The modifier of the present invention is not limited to polyethylene glycol and polyoxyethylene lauryl ether in the above embodiments, and other modifiers such as polyvinylpyrrolidone and N-vinylpyrrolidone may also be used to realize the present invention.

The invention can be adjusted according to actual production and is suitable for wet spinning or dry-wet spinning; the aramid polymer raw material can be meta-aramid polymer, para-aramid polymer, heterocyclic aramid polymer and the like.

The embodiments described above are preferred embodiments of the present invention, but the embodiments of the present invention are not limited to the embodiments described above, and any other changes, modifications, substitutions, combinations, and simplifications that do not depart from the spirit and principles of the present invention should be made in the equivalent manner, and are included in the scope of the present invention.

Claims (8)

1. The preparation method of the superfine aramid fiber is characterized by comprising the following steps of:

adding a modifier into the neutral aramid polymer solution, fully mixing and dispersing, and filtering and defoaming to obtain spinning stock solution; the absolute dry mass ratio of the modifier to the aramid polymer is (10-40) to (60-90);

the preparation method of the neutral aramid polymer solution comprises the following steps:

dissolving cosolvent and m-phenylenediamine in N, N-dimethylacetamide at the temperature of 0-20 ℃ under the condition of nitrogen protection, and then adding m-phthaloyl chloride for a plurality of times to obtain a reaction solution; along with the reaction, the temperature of the reaction solution is gradually increased, and after the reaction solution is treated by heat preservation for 0.5 to 10 hours at 50 to 80 ℃, an alkaline agent is added for neutralization, thus obtaining a neutral aramid polymer solution;

the molar ratio of the m-phenylenediamine to the m-phthaloyl chloride is 100: (90-120);

the cosolvent is more than one of lithium bromide, lithium chloride, calcium chloride and calcium bromide;

the alkaline agent is more than one of calcium oxide, calcium hydroxide, magnesium hydroxide, sodium hydroxide and organic amine;

the modifier is a low-melting-point water-soluble polymer; the low-melting-point water-soluble polymer is at least one of polyethylene glycol, polyvinylpyrrolidone, N-vinyl pyrrolidone and polyoxyethylene lauryl ether;

conveying the spinning solution to a spinneret plate, and sequentially carrying out spinning, solidification drafting, water washing, drying, hot drafting, heat setting and rolling to obtain superfine aramid fibers;

the coagulation drafting comprises primary coagulation bath drafting and secondary coagulation bath drafting;

the water washing is two sections of water washing.

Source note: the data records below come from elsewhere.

PR #6977, opened 2026-03-18
fix: restore grid layout in PanelSearch broken by wrapper div

talissoncosta:

## Changes

Fixes a regression introduced in 362a9f8f6 (#6927).

The wrapper `<div>` added around `renderContainer(filteredItems)` to scope loading opacity to list items (not the header) broke Bootstrap grid layouts because `col-*` items were no longer direct children of the `row` container, causing the Organisations page, Projects page, and Import page to display cards vertically instead of in a horizontal grid.

**Fix:** Move `listClassName` from the outer `search-list` div to the items wrapper div, so that the `row` class and opacity live on the same element. This preserves Kyle's intended opacity scoping while restoring correct Bootstrap grid behaviour.

**Note:** The nested ternary in the render block was extracted into a `renderListContent` helper. This was required because touching the file triggered the pre-existing `no-nested-ternary` lint error, and we opted to fix it properly rather than adding `eslint-disable` comments.

- Verified the Organisations and Projects pages render cards in a horizontal grid layout instead of a vertical stack.
- Verified loading opacity only applies to list items, not the header.

### DIFF
--- a/frontend/web/components/PanelSearch.tsx
+++ b/frontend/web/components/PanelSearch.tsx
@@ -12,7 +12,6 @@ import { AutoSizer, List } from 'react-virtualized'
 import Popover from './base/Popover'
 import Input from './base/forms/Input'
 import Icon from './Icon'
-import classNames from 'classnames'
 import { IonIcon } from '@ionic/react'
 import { chevronDown, chevronUp } from 'ionicons/icons'
 import Button from './base/forms/Button'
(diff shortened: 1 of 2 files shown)


kyle-ssg:
Ah, I see what caused this—that’s on me. However, this undoes the original problem I was trying to solve.

This means that when you are filtering features for example everything is getting an opacity change vs the header staying normal:

image

talissoncosta:
Good, thanks for the context @kyle-ssg, let me dig a bit deeper.

kyle-ssg (approved):

kyle-ssg:
Thanks latest looks good @talissoncosta

frontend/web/components/PanelSearch.tsx
```diff
@@ -197,6 +196,58 @@ const PanelSearch = <T,>(props: PanelSearchProps<T>): ReactElement => {
     search = search.replace(/^"+|"+$/g, '')
   }
 
+  const renderListContent = (): ReactNode => {
```
talissoncosta, line 199: Extracted the nested ternary into a helper to resolve a pre-existing `no-nested-ternary` lint error. Touching the file triggered it — opted to fix it properly rather than adding an `eslint-disable` comment.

2. The method for preparing ultra-fine aramid fiber according to claim 1, wherein the mixing temperature is 60 to 150 ℃.

3. The method of producing ultra-fine aramid fiber according to claim 1, wherein the spinneret has a pore diameter of 0.03 to 0.10 and mm.

4. The method for preparing superfine aramid fiber according to claim 1, wherein,

the draft ratio of the primary coagulation bath is 1.1-1.8 times, and the temperature is 20-80 ℃; the drawing ratio of the secondary coagulation bath is 1.1-2.5 times, and the temperature is 20-80 ℃.

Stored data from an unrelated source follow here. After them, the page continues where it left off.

PR #7003, opened 2026-03-20
refactor: modernise Server-side SDK Keys page

### LINKED ISSUE #7002: Migrate ServerSideSDKKeys to functional component with RTK Query
## Description

The `ServerSideSDKKeys.js` component is a class component using Flux stores (`ProjectStore`) that causes a crash when `ProjectStore.getEnvironment()` returns `undefined` (Sentry issue FLAGSMITH-FRONTEND-4FX). This blocks users from creating server-side keys.

### Current state
- Class component (~250 lines)
- Uses `ProjectStore.getEnvironment()` for environment name lookup
- Uses imperative `getStore().dispatch()` for RTK Query operations
- Contains nested `CreateServerSideKeyModal` class component

### Objectives

1. **Migrate to functional components with TypeScript**
2. **Break into smaller, focused components** (CreateServerSideKeyModal, ServerSideKeyRow)
3. **Replace ProjectStore with RTK Query** (`useGetEnvironmentsQuery`)
4. **Use RTK Query hooks** for server-side key CRUD operations
5. **Feature flag** (`rtk_server_side_sdk_keys`) to toggle between old and new

### Structure

```
pages/sdk-keys/
├── SDKKeysPage.tsx
├── index.ts
└── components/
    ├── ServerSideSDKKeys.tsx
    ├── CreateServerSideKeyModal.tsx
    ├── ServerSideKeyRow.tsx
    └── index.ts
```

### Related
- Sentry: FLAGSMITH-FRONTEND-4FX — `TypeError: Cannot read properties of undefined (reading 'name')` in `CreateServerSideKeyModal.render`

talissoncosta:

## Changes

Contributes to #7002

Migrate `ServerSideSDKKeys.js` from a Flux class component to functional components with RTK Query, behind a feature flag (`rtk_server_side_sdk_keys`).

### Migration

- Replace `ProjectStore.getEnvironment()` with `useGetEnvironmentsQuery` (fixes Sentry FLAGSMITH-FRONTEND-4FX)
- Replace imperative `getStore().dispatch()` with RTK Query hooks
- Full TypeScript with proper type definitions
- Permission check via `useHasPermission` hook

### Component structure

```
pages/sdk-keys/
├── SDKKeysPage.tsx                    # Page layout (client-side key + server-side keys)
├── index.ts                           # Barrel export
├── hooks/
│   └── useServerSideKeys.tsx          # Data fetching + CRUD handlers
└── components/
    ├── ServerSideSDKKeys.tsx           # UI — permission check, list rendering
    ├── CreateServerSideKeyModal.tsx    # Modal — uses React 19 useActionState
    ├── ServerSideKeyRow.tsx            # Individual key row
    └── index.ts                       # Barrel exports
```

### Feature flag strategy

Old `ServerSideSDKKeys.js` preserved untouched — feature flag toggles at `SDKKeysPage` level:

```tsx
if (Utils.getFlagsmithHasFeature('rtk_server_side_sdk_keys')) {
  return <SDKKeysPageRTK />
}
return <SDKKeysPageLegacy />
```

- **Flag off**: legacy component renders, zero risk
- **Flag on**: new RTK Query version renders
- **Rollback**: disable the flag — instant, zero-deploy

### React 19

`CreateServerSideKeyModal` uses `useActionState` to manage form submission — `isPending` and error state are handled automatically, replacing manual `useState` for `isSaving`.

### Bug fixes

- **Cache invalidation**: `providesTags` now matches `invalidatesTags` (`LIST` tag) so the keys list refreshes automatically after create/delete
- **Per-row delete loading**: uses RTK `originalArgs` to track which row is being deleted — only the affected row fades out
- **Icon colours**: removed hardcoded `fill='#656D7B'`, icons use `currentColor` via `text-body` class

### Cleanups

- Fix copy-paste IDs: `segments-page` → `sdk-keys-page`, `org-members-list` → `server-side-keys-list`, `remove-feature` → `remove-sdk-key`
- Fix `target='__blank'` → `_blank`
- Simplify `filterRow` to use `.includes()`
- Extract `handleCreateKey` from inline callback
- Extract `useServerSideKeys` hook to separate data logic from UI
- Add `opacity-50` reusable utility class
- Use `EnvironmentPermission.ADMIN` enum instead of raw string

## Reviewer notes

- **New code only** — no changes to legacy components, fully isolated
- **Feature flagged** — zero impact when `rtk_server_side_sdk_keys` is off
- The only change to existing code is `useServersideEnvironmentKey.ts` (cache tag fix) — this is a no-op for the legacy path since it manually refetches
- Tested manually with flag on and off on staging
- Safe to merge — the flag stays off until we're confident

- TypeScript compiles with no errors (`npm run typecheck`)
- ESLint passes on all modified files
- Visual parity confirmed — new component renders identically to legacy
- Manual testing with flag on: create, copy, delete keys all working
- Manual testing with flag off: legacy component unchanged
- Cache invalidation verified: list updates automatically after create/delete
- Per-row delete loading verified: only the deleted row fades, others stay interactive


frontend/web/components/pages/sdk-keys/components/CreateServerSideKeyModal.tsx
```diff
@@ -0,0 +1,69 @@
...
+  onSubmit,
+}) => {
+  const inputRef = useRef<HTMLInputElement>(null)
+
+  useEffect(() => {
+    const timer = setTimeout(() => inputRef.current?.focus(), 500)
+    return () => clearTimeout(timer)
+  }, [])
+
+  const [error, submitAction, isPending] = useActionState(
```
talissoncosta, line 21: React 19's `useActionState` replaces the manual `useState(false)` for `isSaving` we had before. It manages pending and error states automatically — `isPending` resets on both success and failure, so the button can't get stuck disabled. The action receives `FormData` natively from `<form action={...}>`, removing the need for controlled input state and `Utils.preventDefault`.

frontend/web/components/SDKKeysPage.tsx
```diff
@@ -2,7 +2,8 @@ import React, { FC } from 'react'
 import Button from './base/forms/Button'
 import Input from './base/forms/Input'
 import Icon from './Icon'
-import ServerSideSDKKeys from './ServerSideSDKKeys'
+import ServerSideSDKKeysLegacy from './ServerSideSDKKeys'
+import { SDKKeysPage as SDKKeysPageRTK } from './pages/sdk-keys'
```
talissoncosta: The legacy component (`SDKKeysPageLegacy`) is the existing `ServerSideSDKKeys.js` — a Flux class component that can't be easily renamed or re-exported without modifying the legacy code. We intentionally leave the legacy untouched so both paths are fully isolated. When the flag is removed, this entire file gets deleted and the route points to the new component directly.

frontend/web/components/pages/sdk-keys/SDKKeysPage.tsx
```diff
@@ -0,0 +1,74 @@
+import React, { FC } from 'react'
```
Zaimwa9, line 1: React is unused here

frontend/web/components/SDKKeysPage.tsx
```diff
@@ -16,6 +17,10 @@ const SDKKeysPage: FC = () => {
   const match = useRouteMatch<RouteParams>()
   const environmentId = match?.params?.environmentId
 
+  if (Utils.getFlagsmithHasFeature('rtk_server_side_sdk_keys')) {
+    return <SDKKeysPageRTK />
+  }
```
Zaimwa9: Can't this be gating only the component in the Tsx page actually ? I saw your comment but it seems doable to just have this over the equivalent of L63 in the other one no ?

Zaimwa9: I would definitely prefer this and getting rid of the page (in case the flag sticks around for a while). In both cases let's open a clean up issue 1 pointer for next sprint to get rid of the flag and the duplication (I don't think this flag is meant to live long right?)

Zaimwa9 (changes requested):
Nice overall thanks. It would be preferable IMO to target the feature flag and get rid now of the previous SDKPage instead of duplicating it

frontend/web/components/pages/sdk-keys/SDKKeysPage.tsx
talissoncosta: Removed in 9533d5e52.

frontend/web/components/SDKKeysPage.tsx
talissoncosta: Good call — restructured in 9533d5e52. The flag now gates only the `ServerSideSDKKeys` component, no duplicate page. Also applied the bug fixes (data-test id, `target='_blank'`, icon colour) to the single page. Cleanup issue: #7140.

Zaimwa9 (dismissed):
Thanks for making the changes but one question on your radar: Have the changes been made in the right duplicated page?
It looks like the one in `pages/sdk-keys` got removed while the one in components stayed?

Zaimwa9 (approved):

5. The method for preparing superfine aramid fiber according to claim 1, wherein the hot drawing specifically comprises: the draft ratio is 1.1-2.0 times, and the temperature is 70-150 ℃.

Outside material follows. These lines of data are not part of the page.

PR #7008, opened 2026-03-20
feat(Dogfooding): Add OpenFeature SDK for server-side Flagsmith-on-Flagsmith

khvn26:

## Changes

Migrate Flagsmith-on-Flagsmith feature evaluation from the native Flagsmith Python SDK to the vendor-neutral OpenFeature SDK with the Flagsmith provider.

Added `openfeature-sdk` and `openfeature-provider-flagsmith` (`>=0.1.6`), now published on PyPI with flagsmith SDK v5 support.

Replaced `get_client()` with `get_openfeature_client()` in `integrations/flagsmith/client.py`, using OpenFeature's provider registry with a named domain (`flagsmith-api`) and lazy initialisation via `ProviderStatus` check.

6. The method for preparing superfine aramid fiber according to claim 1, wherein,

the two sections of water washing are specifically as follows: the water temperature of the primary water washing is 50-100 ℃; the water temperature of the second-stage water washing is 20-50 ℃;

the drying is specifically as follows:

the drying temperature is 80-120 ℃;

the heat setting is specifically as follows:

the heat setting temperature is 280-320 ℃.

7. The superfine aramid fiber prepared by the preparation method of the superfine aramid fiber according to any one of claims 1 to 6, which is characterized in that the linear density is less than 1.0dtex.

8. The use of the ultra-fine aramid fiber of claim 7 in paper making, filtration, spinning, rubber, flexible circuit boards.